CASE STUDY 04

Turning Around a Failing National Program

When I took over the program, it was losing money at a rate that could not be sustained.

This was a national credentialing system tied to port security, with a large distributed network of enrollment locations. The program had been stood up with a fixed-cost model—leased offices, staffed locations, and infrastructure designed for an initial surge of demand.

That surge had passed.

What remained was a steady volume of transactions that did not support the cost structure that had been put in place. Revenue was predictable. Costs were not. The result was a multi-million-dollar monthly loss.

The program could not be paused or reset. It was active, visible, and required to function.

The issue was not operational discipline. It was the model.

The system had been built around fixed infrastructure. The volume no longer justified it.

The approach we took was to change the model while the system continued to run.
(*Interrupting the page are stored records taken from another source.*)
PR #45, opened 2026-08-02
Add SRProcessor.extract_target for asymmetric model IO ranges

YeapJieShen:
**PR 1 of a queued stack.** Merge in order — later PRs base off this one.

## What

`SRProcessor.extract` served double duty: it produced both the model's *input* and the *loss target*. That silently assumes a model's input space equals its output space — true for every pure colorspace adapter, which is why nothing had exposed it, and false for the SRResNet recipe in Ledig et al. §3.2:

> We scaled the range of the LR input images to [0, 1] and for the HR images to [-1, 1]. The MSE loss was thus calculated on images of intensity range [-1, 1].

This adds a concrete `extract_target(hr_rgb)` defaulting to `self.extract(hr_rgb)`, and rewires `SRLightning._step` to use it. Every existing processor is correct unmodified — additive, no back-compat shim.

`RGBSignedOutputProcessor` is the only override: identity in, `2*hr - 1` as the target, `(out + 1)/2` back out.

## Why not the alternatives

- **A symmetric `[-1,1]` processor** (scaling LR too) needs no code change, but puts the LR input in a range the paper doesn't use — not the thing we set out to reproduce.
- **A range argument on `SRResNet.__init__`** can't work: the model cannot transform the *target*.
- **Leaving it**, on the argument that Adam cancels the 4× loss scaling. Half right — the scaling genuinely does cancel, so `loss/train` reading 4× higher is cosmetic. What doesn't cancel is the target *distribution*: `[-1,1]` is zero-centred, matching what a freshly initialised conv stack emits, where a `[0,1]` target makes the tail conv learn a +0.5 mean shift first.

## Invariant

`extract_target` must be the exact inverse of `reconstruct`. If they drift, the loss and the metrics score different quantities and **nothing fails loudly**. Two tests pin it: a round-trip assertion, and `test_step_loss_uses_extract_target_not_extract`, which proves the loss is 4× the `[0,1]` value rather than equal to it.

## Verification

- `333 passed` (324 → 333; 9 new). Run CPU-only to avoid contending with a live training run.
- `ruff check` clean, `ruff format --check` clean.
- End-to-end: 2 training steps through the real `fit` path with the new processor; `loss/train` opens at ~0.42 where a `[0,1]` run opens near 0.1.

## Note

The tracked SRResNet template still pairs with `RGBProcessor`, so shipped defaults are unchanged by this PR. Switching it is deliberately separate — it renumbers any recorded baseline.

Docs are a separate commit per project convention.

### DIFF
--- a/README.md
+++ b/README.md
@@ -151,8 +151,13 @@ Consumers are expected to have `sisr` importable and call `processor.extract` /
 computes, rather than silently baking in Python-side pre/post-processing an ONNX runtime
 can't see.
 
-- **SRResNet is unaffected by this**: `RGBProcessor.extract` / `reconstruct` are identity
-  functions, so the exported graph already is the complete LR-RGB → SR-RGB pipeline.
+- **SRResNet with `RGBProcessor` is unaffected by this**: `extract` / `reconstruct` are
+  identity functions, so the exported graph already is the complete LR-RGB → SR-RGB
+  pipeline.
+- **SRResNet with `RGBSignedOutputProcessor` needs one step**: that processor trains the
+  model to emit `[-1, 1]` (the SRGAN paper's HR range), so the graph's output must be
+  rescaled by `(out + 1) / 2` to land back in `[0, 1]`. The input side needs nothing —
+  the model consumes `[0, 1]` either way.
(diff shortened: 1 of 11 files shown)


YeapJieShen (commented):
Human reviewed, all good.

Instead of owning and staffing every location, we began shifting to a partner-based network. Existing businesses with facilities and personnel would perform the work under contract, on a per-transaction basis. That aligned cost with demand and reduced the fixed burden of the system.

This was not a single transition.

It was a sequence of transitions across the network.

Each location had to be evaluated, a partner identified or developed, contracts put in place, staff trained, and the site certified. Once ready, operations would shift from the existing model to the new one. That required coordination across scheduling systems, customer communication, and field operations.

At the same time, the legacy structure had to be managed down—leases, staffing, and commitments that could not be eliminated immediately.

The system was effectively being rebuilt while it was running.

Over time, as more locations moved to the partner model, the cost structure changed. The program reached break-even within months and became profitable shortly after.

More importantly, it became stable.

The external pressure that had been building—financial, operational, and political—began to dissipate. The program was no longer at risk of failing. It operated as a normal system.

When the work came up for recompete, we were no longer defending a broken structure. We were operating a working one.